2006-07-30 Thread Antonio Cavedoni

On 30 Jul 2006, at 14:08, Mikko Nylén wrote:
> I tried to change all 'ä's with \xe4 and 'ö's with \xf6 and with  
> those I was
> able to make the messages compile. However, when trying to launch the
> built-in server, I get error saying "UnicodeDecodeError: 'utf8'  
> codec can't
> decode bytes in position 26-28: invalid data".
>
> I'm using Vim as my editor and I have set "set encoding=utf-8"  
> in .vimrc.
> Also, in the django.po I have line "Content-Type: text/plain;
> charset=utf-8". Is there something else I'm missing?

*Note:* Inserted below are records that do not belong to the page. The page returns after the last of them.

PR #2021, opened 2023-10-03
Feature/event statistics

ysbrandB:
Adds a new query for event/activity statistics.
This automates the overview for the GMM and adds a fun graph with the number of activities over time per board.
The graph it automates is the following:
image

### DIFF
--- a/app/Http/Controllers/QueryController.php
+++ b/app/Http/Controllers/QueryController.php
@@ -2,7 +2,10 @@
 
 namespace App\Http\Controllers;
 
+use App\Models\Activity;
+use App\Models\ActivityParticipation;
 use App\Models\Event;
+use App\Models\EventCategory;
 use App\Models\Member;
 use Carbon\Carbon;
 use DB;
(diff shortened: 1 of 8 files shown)


app/Http/Controllers/QueryController.php
```diff
@@ -157,4 +162,57 @@ public function membershipTotals(Request $request)
...
+                    $query->where('category_id', $category->id)->where('start', '>=', $start)->where('end', '<=', $end);
+                })->where('participants', '>', 0);
+            })->count();
+
+            $category->attendees = Activity::where('participants', '>', 0)->whereHas('event', function ($query) use ($category, $start, $end) {
+                $query->where('category_id', $category->id)->where('start', '>=', $start)->where('end', '<=', $end);
+            })->sum('attendees');
+        }
+
+        $events = DB::table('events')
```
Jessseee, line 203: Why use raw SQL here instead of Eloquent query builders?

ysbrandB: Because the dates are in the wrong format in the DB, and the only way to group by what I want is to use the built-in sql YEAR() and MONTH() functions.

JonaMata: Use the model and then use selectRaw to do your magic sql stuff. Like Event::query()->selectRaw('year(created_at) as year')->groupBy('year')->get()

Wilkuu-2 (approved):
LGTM

PR #2028, opened 2023-10-10
Move Mollie monthly overview to use dates between first mondays of mo…

### LINKED ISSUE #2027: Mollie payment automatisation
Currently in the tab for mollie payments in the Proto site there is an overview of all mollie payments of that month plus the bookkeeping accounts where they need to be booked. But the actualy payouts from mollie are not necciseraly from the first of the month untill the last of the month since payouts are not done on weekends. Is it possible to change the account overview to include weekends if the month ends on a weekend.

JonaMata:
…nths

Fixes #2027


ysbrandB (approved):
LGTM

PR #521, opened 2024-04-23
V0.9.0 kwarg for rom dir

jjshoots:


jjshoots:
@pseudo-rnd-thoughts I think CI is failing for the same vcpkg thing.

jjshoots:
Closing because we should do an environment variable instead of a kwarg.

PR #523, opened 2024-04-23
Update CI (re-enable windows and pin macos)

pseudo-rnd-thoughts:
The windows and macos CI is failing, trying to update the CI versions to see if that does anything


pseudo-rnd-thoughts:
Previously, the CI used `macos-latest` which changed from `mac-12` to `macos-14` where 14 is M1. 
For simplicity, we revert to macos 12 with future PR required to update to M1

PR #529, opened 2024-05-21
ci: update macos runners

chenrui333:
test run, https://github.com/chenrui333/Arcade-Learning-Environment/actions/runs/9179613891


pseudo-rnd-thoughts:
The macos versions were done specifically chosen as we had issues with the others as this PR shows. 
Is there a reason to update them? Or can you understand the problem?

PR #533, opened 2024-06-19
Change project src folder layout to use subfolder 'ale'

### LINKED ISSUE #532: incorrect cmake configuration / include layout post installation
I have been working on packaging this project for later use in c++ with conan, the package manager. 
During this process I believe to have come across an inconsistency in the c++ layout of include headers:

In the source tree everything lives directly in `src`, i.e header files start directly at e.g. `src/ale_interface.hpp`. 
```
src
├── ale_interface.hpp
├── CMakeLists.txt
├── common
│   ├── ...
├── emucore
│   ├── ...
│   ├── OSystem.hxx
│   ├── ...
│   ├── Sound.hxx
│   ├── ...

```
The include directories are also mapped to `src` for the c++ targets in `src/CMakeLists.txt`:
```
include_directories(BEFORE ${CMAKE_CURRENT_SOURCE_DIR} ${CMAKE_CURRENT_BINARY_DIR})
```

However, for installation the layout is changed to a project-named one (which is correct to do) `{install_prefix}/include/ale`:
```
  # Install Header files
  install(DIRECTORY ${CMAKE_CURRENT_LIST_DIR}/
          DESTINATION ${CMAKE_INSTALL_INCLUDEDIR}/${PROJECT_NAME}
          FILES_MATCHING
          REGEX "\.h((pp)?|(xx?))$"
          REGEX "os_dependent\/.*(Win32)\.(h|h(xx)?|h(pp)?|c(xx)?|c(pp)?)$" EXCLUDE)
```

The problem that this creates is the following now:

In `ale_interface.hpp`:
```
 include `emucore/OSystem.hxx`
```
and in `emucore/OSystem.hxx`:
```
#include "emucore/Sound.hxx"
```
This works in the src layout. `#include emucore/OSystem.hxx` in `ale_interface` will always work because `emucore` is found via a relative search from the interface file. 

But `#include "emucore/Sound.hxx"` cannot resolve `emucore` from a relative search, since the including file (`OSystem.hxx`) is inside the included folder (`emucore`), so it will need to be found relative to the include-directories (`src` at build-time). But at install-time these are now changed to `ale`.
```
include
└── ale
    ├── ale_interface.hpp
    ├── common
    │   ├── ...
    ├── emucore
    │   ├── ...
    │   ├── OSystem.hxx
    │   ├── ...
    │   ├── Sound.hxx

```

I see 2 ways to fix this:

1. Change the src layout to mimick the install layout, i.e. move all files into `src/ale` and prepend all includes for project files with `ale/`, e.g. `#include "ale/emucore/OSystem.hxx".
2. Ensure all relative includes in all files are not relative to the top-level include, but the file itself.

I believe option 1 is less work and can be achieved with the help of some regex search and an IDE. Option 2 is more work in case there a many files that have made this mistake.

I could provide a PR if you agree with this. Otherwise, let me know if I got something wrong :)

maichmueller:
Fixes #532


pseudo-rnd-thoughts:
@maichmueller I think the issue is related to NumPy 2.0, if you limit the `numpy<2.0` in `pyproject.toml` this will probably fix

maichmueller:
Hi @pseudo-rnd-thoughts ,

Thanks for the hint! But this small numpy change now seems to cause the… vcpkg step to fail? I don’t quite understand the CI setup in how the steps interoperate; the changes in commits often don’t appear to me to correlate with the errors in the CI steps.

pseudo-rnd-thoughts:
@maichmueller There were several issues with the CI that took a while to fix. 
Could you merge with main and see if vcpkg is fix

maichmueller:
@pseudo-rnd-thoughts ,

thanks for those fixes! It seems the underlying CI issue is then resolved and all tests run successfully. I am happy to bring this draft to full PR status then if you agree.

pseudo-rnd-thoughts:
@maichmueller Thanks for sorting this, I'm not confident enough to confirm implementation 
@JesseFarebro Could you look at this? I believe you should have the c++ expertise, if not please say

pseudo-rnd-thoughts (approved):
I think I understand now, looks good to me

Thanks again for the PR @maichmueller

PR #549, opened 2024-07-31
Continuous ALE

jjshoots:
# Todo:

- [x] Make Cpp API pure continuous
- [x] Python-side continuous, quantized, discrete


pseudo-rnd-thoughts (approved):

pseudo-rnd-thoughts:
could you update the project version, I think there are a couple of places this needs to be done including the ci.yml

pseudo-rnd-thoughts:
For testing, it might be worth reducing the number of tests for continuous down to only `{env-id}-v0` or v5, as we are basically doubling the testing time required currently

pseudo-rnd-thoughts:
We can do it in another PR

PR #552, opened 2024-08-10
Bump to 0.10.0

jjshoots:
Bump the version to 0.10.0


jjshoots:
@pseudo-rnd-thoughts The commit history is bodged because I did my fix before I merged, but we squash and merge later anyway so I don't think it matters.

I did a grep for 0.9.1 across the repo and these were the places where 0.9.1 showed up. Lmk if there are any more. Also I did 0.11.0 instead of 0.10.0 because I believe that 0.10.0 was for numpy 2.0?

We also need to add the changelog date at a later time.

pseudo-rnd-thoughts:
@jjshoots No worries, you updated the three places that are necessary
I made the NumPy 2.0 support release 0.9.1, so could you make this 0.10.0
Also, could you add 0.9.1 to the release notes

jjshoots:
@pseudo-rnd-thoughts Did the things. :)

pseudo-rnd-thoughts (approved):

PR #572, opened 2024-11-04
Add documentation for continuous action space

jjshoots:


pseudo-rnd-thoughts (changes requested):
Could you add similar details to https://github.com/Farama-Foundation/Arcade-Learning-Environment/blob/074037fc753e09620ef121e22dade5684fa75a78/docs/environments.md?plain=1#L165

Issue #575, opened 2024-11-14
GPL-3.0 license reference intended?


tapdiego-amzn:
Despite the project being licensed under GPL-2.0, the file linked below explicitly references GPL-3.0. Is this intended?

https://github.com/Farama-Foundation/Arcade-Learning-Environment/blob/6a7e0ae7d4212dc5fa074e6c9d6d8aad463e871a/src/ale/common/Constants.cpp#L4

pseudo-rnd-thoughts:
Thanks for raising that, looking at it, the license has always been GPL 2.0 
It seems almost from the beginning that this difference existed - https://github.com/Farama-Foundation/Arcade-Learning-Environment/commit/9779b965297bbc0b5d68bca92b221b1ac727411a
Here, the License.txt and Constants.cpp were uploaded with contradicting license names. 

@tapdiego-amzn Would you be interested in making a PR to update all gpl-3.0 references consistent and about gpl-2.0?

tapdiego-amzn:
Sure. The GPL reference linked above is the only one explicitly mentioning version 3 that I could find, so it shouldn't take long.

PR #576, opened 2024-11-15
Removing GPL-3.0 license reference

tapdiego-amzn:
Fixes issue #575.


pseudo-rnd-thoughts (approved):
Thanks for checking more generally

PR #437, opened 2019-01-28
AVRO-2308: Use Java StandardCharsets

BELUGABEHR:


scottcarey:
This seems like a nice change, but it may degrade perfomance.

I tried this years ago, but it slowed down some operations by a solid 20%, so reverted the change.  There are benchmarks from the time somewhere in the avro JIRAs.

Were performance tests done along with this?

On newer JVMs, maybe this is no longer the case.  IIRC this was for Java 7.

I recall the reason was that the string form got to the fast-path faster, and the extra work was masked  an unlikely to be taken branch hint (e.g. unlikely the charset doesn't parse).

BELUGABEHR:
I would have to run my own tests to verify, but:

https://blog.codecentric.de/en/2014/04/faster-cleaner-code-since-java-7/

scottcarey:
Yeah, I did some research and digging in the history.  The issue was with Java 6 and prior, where it was faster with the raw string than the charset.

BELUGABEHR:
Great. Thanks for tracking it down!

iemejia:
It will be great once we have #476 in we will be able to measure such regressions.

iemejia:
btw, any help with review/tests of that PR will be greatly appreciated. We need to have some infrastructure to try to catch performance regressions.

PR #443, opened 2019-02-05
AVRO-2311: Remove findbugs dependency

iemejia:
Apart of solving this issue, this PR includes other commits to fix issues reported by `mvn dependency:analyze`, as well as some updates to maven-enforcer-plugin and some other deps.


iemejia:
R: @dkulp

Fokko:
Would be nice to have the dependencies up to date for 1.9, but putting everything into one PR might be a bit tricky.

iemejia:
Yep better to have the approach you started bringing some PRs later on.

PR #450, opened 2019-02-08
DO NOT MERGE commit of a New file to validate probot auto-labeler

iemejia:


iemejia:
It works YAY !!!

kojiromike:
Maybe apache avro should enable WIP bot or some equivalent so that DO NOT MERGE is enforced by checks.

I don’t know much about Vim, but it appears your ö and ä are entered  
with an encoding different than UTF-8. Python then tries to decode  
your characters thinking they might be valid UTF-8, but they are not,  
so it raises the UnicodeDecodeError.

FYI: ä (LATIN SMALL LETTER A WITH DIAERESIS) in UTF-8 is \xc3\xa4,  
whereas \xe4 is its encoded form in ISO-8859-1/Latin-1 (and  
ISO-8859-10/Latin-6 as well, I haven’t looked at other encodings).

I googled a bit, and found this page [1] where it says that to set  
your Vim to the UTF-8 encoding you have to use the following command  
(note the column at the beginning):

:set encoding=utf-8

[1] http://www.vim.org/htmldoc/mbyte.html

> Also, I'd like to ask how different timezones should be handled? I'm
> building an application where it would be necessary for the users  
> to be able
> to choose their own timezone to display date and time information  
> correctly.
> One option would be, of course, to save the date and time returned by
> datetime.utcnow() to database and then for each user have setting
> "timezone", which would tell the offset from UTC in seconds.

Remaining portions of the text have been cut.